I've called in a number of coyotes and foxes over the years, and just the other day, a stray housecat...

Shot the one coyote about five years ago, when she grabbed my decoy and started running down the ridge with it. Turned out to be a young female that wasn't nursing or pregnant, a good thing, I too would have felt badly if she had pups. 

But a lot of people don't feel the same, and just shoot anyway. 

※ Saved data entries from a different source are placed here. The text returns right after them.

PR #1087, opened 2022-08-23
Rust logs `stdout` -> `stderr`

### LINKED ISSUE #942: 'secretd export' prints info logs to STDOUT not STDERR when initializing the enclave.
Because the JSON is also sent to STDOUT it results in invalid formatting when using a shell redirect.

Think these are the lines in question:

https://github.com/scrtlabs/SecretNetwork/blob/master/cosmwasm/packages/sgx-vm/src/enclave.rs#L106
https://github.com/scrtlabs/SecretNetwork/blob/master/cosmwasm/packages/sgx-vm/src/seed.rs#L103 (also line 112)

Sorry, I'd normally attach a PR for this because I know it's a super-simple fix, but I don't know Rust.

toml01:
Fixes #942


Cashmaney:
Isn't this already solved by https://github.com/scrtlabs/cosmos-sdk/pull/185?

toml01:
@Cashmaney it is solved, I wasn't aware because the issue was still open

But anyways, we have two different problems here.
1. The export thing itself (solved by @liorbond)
2. How do we want Rust logs to work? we can either have 1. all to stdout 2. all to stderr 3. error/warnings to stderr and info/trace to stdout.
I tend to vote for 2, because production builds only allows `warn` and `error` anyway, and it's easier to implement (@assafmo and @reuvenpo also thought 2 is better IMO).

As for the env var, I'm not sure how useful it is so I don't have a string opinion on that

liorbond:
@toml01 @Cashmaney 
Actually didn't think about the production that only supports warnings and errors, assuming we will keep doing that in production I tend to agree with @toml01.
As a general idea, I think that only warnings and errors should be printed to stderr so people can filter out their errors easily

toml01:
Keep in mind that splitting logs between `stdout` and `stderr` would require to impl. our own logger. Which is pretty easy, but just saying.
In general I think that the best practice is for info, traces, diagnostics, etc to go to stderr, and actual command output should go to stdout. In our case, everything should go to stderr IMO. Users can later filter based on the log level (and that's a good argument for having an env. var. controlled log level btw)

assafmo:
I'm with Tom. Cosmos/Tendermint logs should have consistent behavior with the rest of Cosmos, enclave logs should go to stderr.

assafmo:
What are we doing with this, and can we rebase onto `cosmwasm-v1`?

toml01:
You can rebase, I based it on master because it was not cosmwasm related.
@Cashmaney @liorbond final thoughts/disclaimers?

liorbond:
https://github.com/scrtlabs/SecretNetwork/pull/1134

PR #1092, opened 2022-08-24
Fix possible null-dref

liorbond:
`GetSignaturesV2` can return err which means `signatures` gonna be null now when drefing `signatures` in line 243: `signatures[pkIndex]` it might crash


toml01 (approved):

assafmo:
https://github.com/scrtlabs/SecretNetwork/commit/40c02fefe416cfd38b1a7e52b7c233892fbee657#diff-9c158daeb4dc0e28b2687e71df546511e741c2c29313cd2cb27595ea1ac73506R220-R223 :eyes:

Haven't seen any in recent years, I think they're catching on a bit up here.


----------



## just ducky (Aug 23, 2002)

Saw two hunting together mid-day on April 20th. One came within 10 yds of me and my decoy, and I stood up and they both slowly ran off.....not like they were scared to death or anything. Concerns me that the population of these critters seems to be expanding rapidly, and they don't seem too afraid of people. :tdo12: I guess I need to start hunting predators. I've been offered the chance to go several times, but just haven't done so yet.


----------



## Bow Hunter Brandon (Jan 15, 2003)

just tracks in the dusting bowls so far.


----------



## NATTY BUMPO (May 12, 2001)

Had a big 'yote come into my setup during first season in Area K. He came in from behind and downwind. I think he saw me as he just kept on trotting along at about 20 yds, looking at the decoy all along. I hear about coyotes and turkey hunters more and more these days.


----------



## Jumpshootin' (Jul 6, 2000)

I have never had a coyote come into my setup while turkey hunting but know guys that have had it happen to them. One thing I do see every spring while either turkey hunting or picking morels is where coyotes have killed hen turkeys on their nests. They eat it all; hen & eggs.


----------



## davidshane (Feb 29, 2004)

On opening day this year I was calling in the high winds. I had a hen and a jake decoy out in front of me. After 15 minutes of calling I decided to go and try a new spot. As I stood up, I scared the heck out of a real good size yote that was moving in on the decoys. Boy did he haul but out of there.


----------



## duckcommander101 (Jan 14, 2003)

Had three come in on April 19th, each at a seperate location.
April 20th had one come in, April 21st didn't have any come in but we saw lots of tracks, could be why we didn't see lots of turkeys eh?


----------



## sprigdog (Jan 29, 2004)

Just think, you usually get a shock gobble out of dealing with the songdog PROBLEM. 
I find it alot more of a successful hunt when the coyote comes in strutting  
Now how to get those feral cats


----------



## Adam Waszak (Apr 12, 2004)

In an earlier reply someone said they could have claimed damage from the coyote??? I often wonder what this means because the rules say on private property if doing or about to do damage they are legal to shoot. Well when I posed this to a dnr officer and asked for more specifics he could offer none. Any clue as to what proof or specifics you need other than running off with your decoy? I am an avid pheasant hunter as well as turkey deer duck etc. so in my opinion a coyote is the same as a raccoon, they are always about to do damage! Just curious it has bigged me for awhile.


----------



## sprigdog (Jan 29, 2004)

Adam, we spent good money on our decoys. If one is about to get a hole in it, wouldnt that be damage? That is my justification. That judge would have a hard time disagreeing with you due to the LACK of verbage in the regs. I would also venture to guess not many (if any) CO's would not see it your way. As long as you were able to articulate why you did what you did.


----------



## Tim Baker (Jan 18, 2000)

I had one sneak in behind me two years ago while I was calling, it got to about 5 yards before I heard him.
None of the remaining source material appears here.